Ostep-Locks

Locks

By now we have a good idea of why we need locks: to ensure that only one thread is in a given critical section at a time. Hence why the POSIX library refers to locks as mutexes, as they enforce mutual exclusion among threads. Now we'll look at their implementation.

Evaluation

Basic evaluation criteria for locks:

  • mutual exclusion: does this lock work? does it prevent multiple threads from entering a critical section?
  • fairness: does each thread requesting a lock have a fair shot? do any threads starve, i.e. never obtain it?
  • performance: what are the performance consequences for various situations: single thread with no contention, multiple thread in contention on single CPU, multiple threads in contention across multiple CPUs?

Implementations

First thing to note: it is not possible to do this without help from the OS or hardware. Without new primitives for locking, your instruction sets will always be at the mercy of an inopportune context switch.

Spin locks with Test-And-Set

The hardware can offer a test-and-set instruction (aka atomic exchange). The exchange looks like test_and_set(int *old_ptr, int new_value), and it replaces the old value with the new one, while returning the old value.
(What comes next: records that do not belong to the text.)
PR #372, opened 2015-12-01
update init script to launch minimega with the correct working directory

jenareljam:
This makes commands that assume the CWD is $MINIMEGA_DIR (such as the "web" command) work when minimega is run as a daemon.

### DIFF
--- a/misc/daemon/minimega.init
+++ b/misc/daemon/minimega.init
@@ -82,7 +82,9 @@ start() {
     return 1
   fi
   mkdir -p $MM_RUN_PATH
+	pushd $MINIMEGA_DIR &>/dev/null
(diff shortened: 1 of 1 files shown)


floren:
LGTM

jcrussell:
Ouch, tabs vs spaces ><

jenareljam:
Ouch. What the heck? My .vimrc is set to use spaces for bash scripts... gr...

jenareljam:
D'oh. Looks like it's not. Must have happened with the recent change. Man I miss gofmt in every other language...

jcrussell:
@jenareljam At least there's one for python now: https://github.com/google/yapf

jenareljam:
Nice find! Looks like it has a vim plugin too: https://github.com/google/yapf/blob/master/plugins/yapf.vim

A simple spin lock would look like:

typedef struct __lock_t {
	int flag;
} lock_t;

void lock(lock_t *lock) {
	// when the flag gets unlocked, this check will return 0 and stop spinning
	while (test_and_set(&lock->flag, 1) == 1)
		; // spin, do nothing
}

void unlock(lock_t *lock) {
	lock->flag = 0;
}
  • Requires a preemptive scheduler (otherwise the spinning lock might never release).
  • However, spinning wastes a ton of CPU cycles (especially when single threaded!) and should be avoided.
  • Evaluation:
    • Correct: yes
    • Fairness: no guarantees
    • Performance: spinning is not great! (although it's not that bad in a multi-threaded env)
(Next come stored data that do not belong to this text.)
PR #376, opened 2015-12-16
Code improvements and fix #374

### LINKED ISSUE #374: tabular width mismatch on minidoc
If I run "vm info" from within minidoc, I get a tabular mismatch error from minicli/responses.go, the validTabular function. I added a little more debugging, here's what I see:

tabular width mismatch, host: freyr, row: 0. len(header) = 23, len(v.Tabular[0] = 24
header = [id name state memory vcpus type vlan bridge tap mac ip ip6 bandwidth migrate disk snapshot initrd kernel cdrom append uuid cc_active tags], v.Tabular[j] = [freyr 0 vm-0 BUILDING 2048 1 kvm [] [] [] [] [] [] []  [generic_vm.qcow2] true     ada7cdd4-fd7a-4614-8db5-c78257741005 false map[]]

Basically, the header doesn't contain a "host" field, but the Tabular entry has the host as the first field.

If I say .annotate false, it works fine.

jcrussell:
Update: includes fix for issue #374.

Split paging from miniclient into separate package so that we don't have
to import unsafe in miniclient. This allows us to remove the copied code
from minidoc.

@floren


djfritz:
LGTM

PR #381, opened 2016-01-07
minimega: fix #378

### LINKED ISSUE #378: minimega: `viz` command hangs
`viz` command hangs because it uses `globalVmInfo` which invokes `runCommandGlobally` that requires a lock.

jcrussell:
Stealing code from namespaces to make sure we don't try to grab the cmdLock if we already have it.


djfritz:
LGTM

Issue #395, opened 2016-01-11
minimega: race in kvm.go checkInterfaces


djfritz:
This could exist in the equivalent source in container.go, though it's implemented differently.

Stacktrace attached. ranging on another vm's vm.Networks while it's still being created by the other vm is racy.

[mm.log.txt](https://github.com/sandia-minimega/minimega/files/86400/mm.log.txt)

djfritz:
@jcrussell

Issue #391, opened 2016-01-11
minimega: vm.setState race condition


jcrussell:
We currently call `vm.setState` in launch from a deferred function because it needs to acquire the VM lock after launch or whatever releases it. This creates a race condition as another goroutine might also be waiting on the VM lock. We should make it so that `vm.setState` assumes that the caller already holds the lock. Perhaps we should also add a new function to BaseVM:

```
func (vm *BaseVM) setError(err error) {
    vm.tags["error"] = err.String()
    vm.setState(VM_ERROR)
}
```

This would be useful for debugging while VMs are in the error state without having to hunt through the logs.

djfritz:
I'm for this. Doing this will resolve #388

djfritz:
I like the error tag as well.

jcrussell:
Cool -- I'm on it.

PR #398, opened 2016-01-11
minimega: vm refactoring.

### LINKED ISSUE #388: minimega: launching containers hangs
If a container launch() has an error after the containerShim has launched, launch() will never return as a call to setState occurs while the vm lock is held. Need to refactor launch() in container.go.

@jcrussell @floren

jcrussell:
Cleans up a lot of code and fixes #388, #391, #395.

Only tested with `minitest` for sanity, a larger test would be beneficial before merging.


src/minimega/kvm.go
```diff
@@ -520,54 +490,48 @@ func (vm *KvmVM) launch(ack chan int) (err error) {
...
 	go vm.asyncLogger()
 
-	ack <- vm.ID
-
 	// connect cc
 	ccPath := filepath.Join(vm.instancePath, "cc")
-	err = ccNode.DialSerial(ccPath)
-	if err != nil {
+	if err := ccNode.DialSerial(ccPath); err != nil {
+		// TODO: Should we kill the VM?
```
djfritz: No, we should simply warn on the error. There are scenarios where people will use the qemu override to disable the cc virtio port for various reasons. Not common enough to justify making the cc port a tunable, but just the same it shouldn't prevent folks from still running a vm.

src/minimega/container.go
```diff
@@ -574,26 +574,14 @@ func NewContainer(name string) *ContainerVM {
 }
 
 func (vm *ContainerVM) Launch(ack chan int) error {
-	go vm.launch(ack)
+	vm.asyncLaunch(ack)
```
djfritz: The call stack becomes

*ContainerVM.Launch() -> *ContainerVM.asyncLaunch() -> *ContainerVM.launch()

The top two launch wrappers don't appear to do much of anything, can this be collapsed here and in kvm or is there a reason to have 3 layers of launch indirection that I'm missing?

jcrussell: Leaving one layer of indirection -- `*ContainerVM.launch()` is called via `*ContainerVM.Launch` and `*ContainerVM.Start` so it's a bit cleaner to have the lock acquired outside of `*ContainerVM.launch()`.

jcrussell:
ContainerVM.Start and KvmVM.Start are now almost exactly the same except that one calls `vm.q.Start` and the other calls `vm.thaw`. Stop is similar. Launch is identical.

It's not a lot of duplicated code but it might be worth thinking about how to lift these into BaseVM. Maybe that just complicates things later. Potentially, BaseVM could have function pointers for the low level start/stop/launch functions that the ContainerVM and KvmVM populate in their respective New functions.

Thoughts?

djfritz:
I'd prefer not to elevate these. There's a scenario where we have lots of vm types moving forward. I think the current vm interface is sufficient. There's also enough unknowns with the new mobile stuff and other big ticket items that I'd hold of on refactoring other stuff until we have a clear picture of where things need to go.

src/minimega/vmlist.go
```diff
@@ -190,7 +190,9 @@ func (vms VMs) launch(name string, vmType VMType, ack chan int) error {
 	vms[vm.GetID()] = vm
 	vmLock.Unlock()
 
-	return vm.Launch(ack)
+	go vm.Launch(ack)
```
djfritz: This was broken before and is continued here. We should be able to get an error back to minicli on a launch error if we're not using noblock. In this design and in the previous design launch errors just vanish unless you're on a local terminal and see the error log come out on stderr.

The comment above this function also states that the function should block until the launch is complete. That's no longer true here, though it probably should be, with the specific implementation's Launch() returning and error, and concurrency/blocking occuring in the cli/upper level call (which is half-does now).

djfritz:
See the above comment.

https://github.com/sandia-minimega/minimega/blob/master/src/minimega/vm_cli.go#L1191

The code in vm_cli.go has some quasi-dead code (launch only returns errors on duplicate names). 

It shouldn't be this convoluted to start a vm. We're doing something wrong.

jcrussell:
Working on a few more small tweaks, don't merge just yet.

jcrussell:
Alright, I'm done making tweaks.

djfritz:
@floren you satisfied? LGTM otherwise.

floren:
Yep!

Spin locks with Compare-And-Swap

This instruction looks like int compare_and_swap(int *ptr, int expected, int new_value); if the current ptr value is equal to the one that is expected, then it is updated to the new_value; in either case, the old actual value is returned.

void lock(lock_t *lock) {
	// only set flag to locked (1) if the flag is unlocked (set to 0).
	// if the old actual value is 1, then it was still locked, so spin.
	while (compare_and_set(&lock->flag, 0, 1) == 1)
		; // spin, do nothing
}

Ticket locks with Fetch-And-Add

The int fetch_and_add(int *ptr) instruction simply increments the value at *ptr while returning its old value before the increment.

typedef struct __lock_t {
	// the current ticket counter
	// (just like taking a ticket when waiting in line)
	int ticket;
	// whose turn it currently is
	int turn;
} lock_t;

void lock(lock_t *lock) {
	int myturn = fetch_and_add(&lock->ticket);
	while (lock->turn != myturn) {
		;
	}
}

void unlock(lock_t *lock) {
	lock->turn = lock->turn + 1;
}

This method clearly has much better fairness

Avoiding spinning

So we've been able to implement correct locks with new hardware instructions. But we need help from the OS if we want to avoid spinning and have more performant locks.
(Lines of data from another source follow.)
PR #399, opened 2016-01-12
minimega: fix deadlock in processCommands.

### LINKED ISSUE #394: minimega: regression in cli
https://github.com/sandia-minimega/minimega/commit/3e06eda8f53aaeac80facd0016c56c707d590070

Created a regression in at least one spot:

https://github.com/sandia-minimega/minimega/blob/master/src/minimega/cli.go#L86

If cliPreprocessor returns an error, the function deadlocks on sending into a buffered channel that it forward()s later in the function.

Please triage.

@jcrussell

jcrussell:
Fixes #394. Make sure to send from a goroutine to avoid deadlock.


djfritz:
LGTM

PR #401, opened 2016-01-14
protonuke: properly fill the httpImage

floren:
len(m.Pix) is actually 1024*768*4


floren:
@djfritz @jcrussell

jcrussell:
LGTM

For example in Solaris we have syscalls park() to park the current thread and unpark(thread_id) to wake a given thread. A more sophisticated lock can be implemented by also storing a queue of thread ids. When a thread requests a lock, instead of spinning, it can add its own identifier to the queue and park itself. Then when unlocking, we can check the queue for the next thread id and unpark it. (See Fig 28.9 in OSTEP).

In Linux we have a futex which contains a queue & physical mem address. There are two relevant syscalls

  • futex_wait(address, expected) puts the calling thread to sleep if value at address is equal to expected
  • futex_wake(address) wakes one thread from the futex's queue

Concurrent data structures

Takeaway from Ch 29: it's pretty trivial to make data structures thread safe: just wrap each operation in a lock and unlock, making a big critical section. However, many times this will not be performant, and so it usually makes sense to mimize the critical sections and just wrap the parts that truly are critical, allowing more concurrency.